### THE RECORDS
PR #8930, opened 2018-07-13
WIP : Code changes for BundleExport

vinu2003:
This PR has server side code changes for export bundle feature.

## QA steps
execute juju export-bundle command in developer-mode
## Documentation changes
N/A
## Bug reference
N/A

yaml file generated by the command export-bundle for mediawiki single:  https://pastebin.ubuntu.com/p/Kg38k6KCc5/

### DIFF
--- a/apiserver/facades/client/bundle/bundle.go
+++ b/apiserver/facades/client/bundle/bundle.go
@@ -22,8 +22,8 @@ import (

### WHAT IS BEING ASKED
Filter the lines above, keeping each one that contains the string "changes".

### ANSWER TO THIS EXERCISE
WIP : Code changes for BundleExport
This PR has server side code changes for export bundle feature.
## Documentation changes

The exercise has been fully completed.